A Honda ainda não encontrou a causa das severas vibrações que têm afetado seu novo motor na temporada 2026 da Fórmula 1, segundo atualização da equipe antes do GP do Japão.
Com isso, a Aston Martin enfrenta um início desastroso de campeonato, ocupando a última posição na classificação após duas corridas realizadas, com um carro fora de ritmo e a unidade de potência da Honda apresentando problemas críticos de vibração. Além disso, a equipe sofre com desempenho reduzido na combustão interna e na recuperação e utilização de energia, somado à escassez de baterias.

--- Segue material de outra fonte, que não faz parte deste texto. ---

PR #2785, opened 2020-10-20
feat: Add `SubmitInquiryRequestMutation` for artwork inquiry

sepans:
[PURCHASE-2133]

Sample query/response

```graphql
mutation sendinquiry {
  submitInquiryRequestMutation(input: {
    inquireableID: "yaacov-agam-color-pyramids",
    inquireableType: "Artwork"
    questions: [
      {questionID: "price_and_availability"},
      {questionID:"shipping_quote", details: "{ \"address\": \"112 Main st Brooklyn NY 11211\"}"}]
  }) {
    
    inquiryRequest {
      inquireable {
        __typename
        ... on Artwork {
          title
          artists {
            name
            birthday
          }
          partner {
            name
          }
        }
      }
      inquirer {
        name
        email
      }
      shippingLocation {
        address
        city
        country
      }
      inquiryQuestions
    }
  }
}
```

Response: 
```json
{
  "data": {
    "submitInquiryRequestMutation": {
      "inquiryRequest": {
        "inquireable": {
          "__typename": "Artwork",
          "title": "Color Pyramids",
          "artists": [
            {
              "name": "Yaacov Agam",
              "birthday": "1928"
            }
          ],
          "partner": {
            "name": "Ai Bo Gallery"
          }
        },
        "inquirer": {
          "name": "Sepand",
          "email": "sepand.ansari+2@artsymail.com"
        },
        "shippingLocation": {
          "address": "112 Main st Brooklyn NY 11211",
          "city": null,
          "country": ""
        },
        "inquiryQuestions": [
          "price_and_availability",
          "shipping_quote"
        ]
      }
    }
  }
}
```

[PURCHASE-2133]: https://artsyproduct.atlassian.net/browse/PURCHASE-2133

### DIFF
--- a/_schemaV2.graphql
+++ b/_schemaV2.graphql
@@ -6472,10 +6472,10 @@ type InquiryRequest {
   inquireable: InquiryItemType
   inquirer: User
   inquiryQuestions: [String]
-  inquiryShippingLocation: Location
 
   # A type-specific ID likely used as a database ID.
   internalID: ID!
+  shippingLocation: Location
 }
 
 enum Intents {
--- a/_schemaV2.graphql
+++ b/_schemaV2.graphql
@@ -6449,6 +6449,8 @@ type ImageURLs {
   normalized: String
 }
 
+union InquiryItemType = Artwork | Show
+
 type InquiryQuestion {
   # A globally unique ID.
   id: ID!
@@ -6456,6 +6458,24 @@ type InquiryQuestion {
   # A type-specific ID.
   internalID: ID!
   question: String!
+}
+
+input InquiryQuestionInput {
+  details: String
+  questionID: String!
+}
+
+# A request to inquire on an artwork
+type InquiryRequest {
+  # A globally unique ID.
+  id: ID!
+  inquireable: InquiryItemType
+  inquirer: User
+  inquiryQuestions: [String]
+  inquiryShippingLocation: Location
+
+  # A type-specific ID likely used as a database ID.
+  internalID: ID!
 }
 
 enum Intents {
@@ -7363,6 +7383,11 @@ type Mutation {
   startIdentityVerification(
     input: startIdentityVerificationMutationInput!
   ): startIdentityVerificationMutationPayload
+
+  # Create an artwork inquiry request
+  submitInquiryRequestMutation(
+    input: SubmitInquiryRequestMutationInput!
+  ): SubmitInquiryRequestMutationPayload
   unpublishViewingRoom(
     input: UnpublishViewingRoomInput!
   ): UnpublishViewingRoomPayload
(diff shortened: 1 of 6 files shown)


src/schema/v2/me/conversation/submit_inquiry_request_mutation.ts
```diff
@@ -0,0 +1,136 @@
...
+      },
+    },
+    inquirer: {
+      type: UserType,
+      resolve: ({ inquirer }, _, { userByIDLoader }) => {
+        const { id } = inquirer
+        return userByIDLoader(id)
+      },
+    },
+    inquiryShippingLocation: {
```
zephraph, line 66: small nit: given that this appears in the context of an inquiry request, I think we can omit the `inquiry` prefixes as that's somewhat implied. This could just be `shippingLocation`.

xtina-starr (approved):
This looks sooooo good!!!

src/schema/v2/me/conversation/submit_inquiry_request_mutation.ts
```diff
@@ -0,0 +1,136 @@
...
+  ) => {
+    if (inquireableType === "Artwork") {
+      if (!submitArtworkInquiryRequestLoader) return null
+      const locationQuestion = questions?.find(
+        (question) => question.questionID === "shipping_quote"
+      )
+      let inquiryShippingLocation
+      if (locationQuestion) {
+        try {
+          inquiryShippingLocation = JSON.parse(locationQuestion.details)
```
xtina-starr, line 121: Silly questions: this should support inquiry shipping location objects that look like this right?

```js
inquiry_shipping_location: {
    city: "Greenville",
    coordinates: [42.4153596, -74.0220769],
    country: "United States",
    postal_code: "12083",
    state: "New York",
    state_code: "NY"
}
```

sepans: I believe so. The MP part just parses the stringified object coming from the client and passes it as a Hash to gravity. So as long as gravity accepts ☝️ format it should be fine. But if any data massaging is needed to be done in MP to convert client data structure to what gravity expects, we can follow up and add it here.

_schemaV2.graphql
```diff
@@ -9884,6 +9909,29 @@ type SubmissionEdge {
...
+  inquireableID: String!
+
+  # The type of inquireable object (Artwork or Show)
+  inquireableType: String!
+
+  # Optional inquiry message
+  message: String
+
+  # List of structured inquiry questions
+  questions: [InquiryQuestionInput]
```
zephraph, line 9925: Something we should follow up w/ on both the mutation and the query... we should make these questions non-nullable. What I mean by that is to have the schema represented by `questions: [InquiryQuestionInput]!`. That generally just means we'll _always_ at least return an empty array. If we do that it'll mean less type faffing on the frontend. 

That should be a follow up though, not necessary in this pr.

zephraph (approved):
This is great @sepans, thanks for picking it up!

_schemaV2.graphql
sepans: 👍 Makes sense. In the back of my mind, I thought this mutation needs to be backward compatible and support the cases where only `message` is present to support force (and I even added tests for that 😄)  but that's not the case.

Essa combinação de fatores fez com que Fernando Alonso e Lance Stroll não completassem a distância total em Austrália e China. Sobre o GP do Japão, Stroll comentou: “Suzuka vai ser difícil, a menos que eles (Honda) consigam algum tipo de mágica nos próximos dez dias”, disse ele.
O gerente geral e engenheiro-chefe da Honda, Shintaro Orihara, comentou sobre a situação: “Na China, fizemos algum progresso em termos de confiabilidade da bateria graças à redução das vibrações que afetavam os sistemas, mas ainda precisamos encontrar soluções para identificar a causa das vibrações que afetam os pilotos. Também focamos nossos esforços nesse intervalo entre China e Japão para continuar melhorando a confiabilidade, mas nosso desempenho ainda não está no nível desejado, especialmente em relação à gestão de energia. Suzuka é uma pista difícil para isso, então usamos os aprendizados da Austrália e China para nos preparar melhor para o GP do Japão”, afirmou.

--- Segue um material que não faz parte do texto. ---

PR #2916, opened 2020-12-23
feat(my collection): allow marking works as editions without requiring extra fields

brainbicycle:
**New behavior:** We are hoping to support users creating artworks marked as editions without requiring them to provide **editionSize** or **editionNumber**

**Old behavior:** Editions were only created when a user passed either editionSize or editionNumber. There was a small bug here where if only editionSize was passed creation would fail validation because of explicit null being passed in the field. This instead doesn't provide the field when it isn't present.

To support the new behavior this PR:
- adds a new field to the `myCollectionCreateArtworkMutation` `isEdition` to explicitly ask for an edition to be created. 
- only passes provided fields to edition creation to prevent validation error from explicit null
- To stay backwards compatible this also keeps logic to create an edition if either **editionSize** or **editionNumber** is passed. 
-  adds a helper field on artwork `isEdition` 
- adds similar fields and logic to `myCollectionUpdateArtworkMutation`, slight difference in that this mutation needs to be able to set individual fields to empty values

TODO:
- [x] Similar logic in update mutation

### DIFF
--- a/src/schema/v2/artwork/index.ts
+++ b/src/schema/v2/artwork/index.ts
@@ -223,6 +223,12 @@ export const ArtworkType = new GraphQLObjectType<any, ResolverContext>({
           }
         },
       },
+      isEdition: {
+        type: GraphQLBoolean,
+        resolve: ({ edition_sets }) => {
+          return edition_sets && edition_sets.length >= 1
+        },
+      },
       editionSize: {
         type: GraphQLString,
         resolve: ({ edition_sets }) => edition_sets?.[0]?.edition_size,
--- a/src/schema/v2/me/myCollectionCreateArtworkMutation.ts
+++ b/src/schema/v2/me/myCollectionCreateArtworkMutation.ts
@@ -1,4 +1,4 @@
-import { GraphQLString, GraphQLList, GraphQLInt } from "graphql"
+import { GraphQLString, GraphQLList, GraphQLInt, GraphQLBoolean } from "graphql"
 import { mutationWithClientMutationId } from "graphql-relay"
 import { ResolverContext } from "types/graphql"
 import { GraphQLNonNull } from "graphql"
@@ -56,6 +56,9 @@ export const myCollectionCreateArtworkMutation = mutationWithClientMutationId<
     depth: {
       type: GraphQLString,
     },
+    isEdition: {
+      type: GraphQLBoolean,
+    },
     editionNumber: {
       type: GraphQLString,
     },
@@ -92,6 +95,7 @@ export const myCollectionCreateArtworkMutation = mutationWithClientMutationId<
       artistIds,
       costCurrencyCode,
       costMinor,
+      isEdition,
       editionSize,
       editionNumber,
       externalImageUrls = [],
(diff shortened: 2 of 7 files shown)


src/schema/v2/artwork/index.ts
```diff
@@ -223,6 +223,12 @@ export const ArtworkType = new GraphQLObjectType<any, ResolverContext>({
           }
         },
       },
+      isEdition: {
+        type: GraphQLBoolean,
+        resolve: ({ edition_sets }) => {
+          return edition_sets && edition_sets.length >= 1
```
brainbicycle, line 229: Would love some eyes on this to make sure this is valid logic 👀

src/schema/v2/me/myCollectionUpdateArtworkMutation.ts
```diff
@@ -104,22 +130,36 @@ export const myCollectionUpdateArtworkMutation = mutationWithClientMutationId<
...
-            edition_size: editionSize,
-            available_editions: editionNumber ? [editionNumber] : null,
+
+        if (isEdition === false) {
+          await deleteArtworkEditionSetLoader({ artworkId, editionSetId })
+        } else {
+          const payload = {
+            edition_size: editionSize ? editionSize : null,
+            // TODO: Is there a better way to clear out edition number?
+            available_editions: editionNumber ? [editionNumber] : [""],
```
brainbicycle, line 155: This is a bit weird, I can't find a way of clearing out `avaliable_editions` which populates `edition_number` cleanly. Passing null fails gravity validation, passing empty array does not clear out edition_number. Passing an array with empty string is close to what we are after making 'edition_number' an empty string but ideally I could pass something here to make the field null.

src/schema/v2/me/myCollectionCreateArtworkMutation.ts
```diff
@@ -122,12 +126,19 @@ export const myCollectionCreateArtworkMutation = mutationWithClientMutationId<
 
       const artworkId = response.id
 
-      if (editionNumber || editionSize) {
+      const providedEditionField = editionNumber || editionSize
```
admbtlr, line 129: nitpick: `providedEditionField` sounds like you're going to use the content of the field; maybe `hasEditionField`? Or actually I think you could just skip the const and munge together the boolean without sacrificing readability.

src/schema/v2/artwork/index.ts
admbtlr: Looks OK to me, but there may be hidden weirdness I don't know about?

admbtlr (approved):
LGTM!

src/schema/v2/me/myCollectionUpdateArtworkMutation.ts
ashfurrow: I agree this is a bit weird. I'm happy to ship this as is and follow-up with a Gravity PR to allow `avaliable_editions` to be `null`. Might make a good KS topic!

ashfurrow (approved):
Looks good 👍 Test coverage is nice, well done.

PR #2923, opened 2021-01-13
feat(PX-3603): do not return certificate of authenticity data if certificate is false

oxaudo:
There is a request not to display the note that COA is not included when it's marked as false. I think this will solve that for all clients.

We are still waiting for confirmation from Product that there is no additional concerns with that removal hence the WIP message here.


sweir27 (approved):
Awesome! This seems 👍 to me. When you have the go-ahead from product, feel free to merge. 😄

oxaudo:
This is cleared to go. Merging.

“Não estamos no nível que queríamos para este fim de semana, mas continuaremos trabalhando para maximizar nosso pacote. Estamos ansiosos para ver a torcida local e os fãs da Honda. Quero que eles percebam que fizemos algum progresso desde o Bahrein”, completou Orihara.

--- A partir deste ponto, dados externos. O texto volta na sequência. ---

PR #2924, opened 2021-01-13
feat: Stitch addressConnection into Me query and merge gravity schema

annacarey:
Co-authored-by: Sepand Ansari <sepand.ansari@artsymail.com>

This PR merges gravity schema that includes new `userAddress` type and `userAddressConnection`. The PR also stitches in the `addressConnection` query. 

Jira ticket [2291](https://artsyproduct.atlassian.net/browse/PURCHASE-2291)

### DIFF
--- a/src/lib/stitching/gravity/stitching.ts
+++ b/src/lib/stitching/gravity/stitching.ts
@@ -173,6 +173,11 @@ export const gravityStitchingEnvironment = (
           },
         },
         addressConnection: {
+          fragment: gql`
+          ... on Me {
+            __typename
+          }
+          `,
           resolve: (_parent, args, context, info) => {
             return info.mergeInfo.delegateToSchema({
               schema: gravitySchema,
--- a/src/lib/stitching/gravity/stitching.ts
+++ b/src/lib/stitching/gravity/stitching.ts
@@ -83,6 +83,12 @@ export const gravityStitchingEnvironment = (
     extensionSchema: gql`
       extend type Me {
         secondFactors(kinds: [SecondFactorKind]): [SecondFactor]
+        addressConnection(
+          first: Int
+          last: Int
+          after: String
+          before: String
+        ): UserAddressConnection
       }
 
       extend type ViewingRoom {
@@ -161,6 +167,18 @@ export const gravityStitchingEnvironment = (
               operation: "query",
               fieldName: "_unused_gravity_secondFactors",
               args: args,
+              context,
+              info,
+            })
+          },
+        },
+        addressConnection: {
+          resolve: (_parent, args, context, info) => {
+            return info.mergeInfo.delegateToSchema({
+              schema: gravitySchema,
+              operation: "query",
+              fieldName: "_unused_gravity_userAddressConnection",
+              args: { ...args, userId: context.userID },
               context,
               info,
             })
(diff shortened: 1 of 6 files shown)


src/lib/stitching/gravity/stitching.ts
```diff
@@ -166,6 +172,23 @@ export const gravityStitchingEnvironment = (
...
+          ... on Me {
+            __typename
+          }
+          `,
+          resolve: (_parent, args, context, info) => {
+            return info.mergeInfo.delegateToSchema({
+              schema: gravitySchema,
+              operation: "query",
+              fieldName: "_unused_gravity_userAddressConnection",
+              args: { ...args, userId: context.userID },
```
annacarey, line 186: @zephraph, @sepans and I were wondering if there is a best practice here to use `userId` from context (which we're assuming we'll always have access to on `Me`) or to query for `userId` in the above fragment and in this line, use `parent.userId` instead in `args`. Wondering about best practice or performance considerations?

src/lib/stitching/gravity/stitching.ts
```diff
@@ -166,6 +172,23 @@ export const gravityStitchingEnvironment = (
             })
           },
         },
+        addressConnection: {
+          fragment: gql`
+          ... on Me {
+            __typename
```
sepans, line 178: Another question for @zephraph:
If we remove this fragment, `me` returns `null` unless there is something else being queried. Is this expected? (screenshots 👇🏽 )

<details><summary>Screenshots</summary>

When there is another field requested under `Me` (anything like `initials` here)

Screen Shot 2021-01-13 at 7 15 02 PM

When that field (`initials`) is removed: 😱 

Screen Shot 2021-01-13 at 7 15 19 PM

When a fragment with just `__typename` is added:

Screen Shot 2021-01-13 at 7 16 28 PM




</details>

sepans (approved):
Looks great 🚀 🚀 

Thanks @annacarey 🙌🏽  Amazing to see how quickly you learned some fancy GraphQL schema work.

Just want to know your thoughts on those 2 questions @zephraph otherwise, it looks good!

src/lib/stitching/gravity/stitching.ts
zephraph: A good question. For the performance, performing the extra query is likely negligible. In many cases it's likely the user whose querying this value will be querying other user data from `Me` anyway in which case the initial call would happen either way. 

I think how you have it is fine.

src/lib/stitching/gravity/stitching.ts
zephraph: This seems likely to be an issue w/ the version of stitching we have. It could be that somehow the stitched resolvers are embedded in the `Me` resolver and if that doesn't fire then the child resolvers don't have a chance to fire. That said, I haven't specifically seen this before. Maybe @mzikherman has?

zephraph (approved):

src/lib/stitching/gravity/stitching.ts
mzikherman: My understanding of this was that you needed to request _something_ besides the purely stitched-in field (otherwise GraphQL seems to short-circuit the resolving entirely).

Rather than request some random ad-hoc fields (which might result in an unneeded loader call), can use the reserved `__typename` which definitely won't trigger any.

Nos bastidores, mudanças na gestão da Aston Martin também estão em foco. O proprietário Lawrence Stroll teria feito uma oferta a Jonathan Wheatley, recentemente desligado da Audi, para assumir como chefe da equipe, trabalhando ao lado do parceiro técnico Adrian Newey, que atua nessa função desde o início do ano. Andy Cowell, realocado internamente, tem auxiliado a Honda no Japão para lidar com os problemas da nova unidade de potência.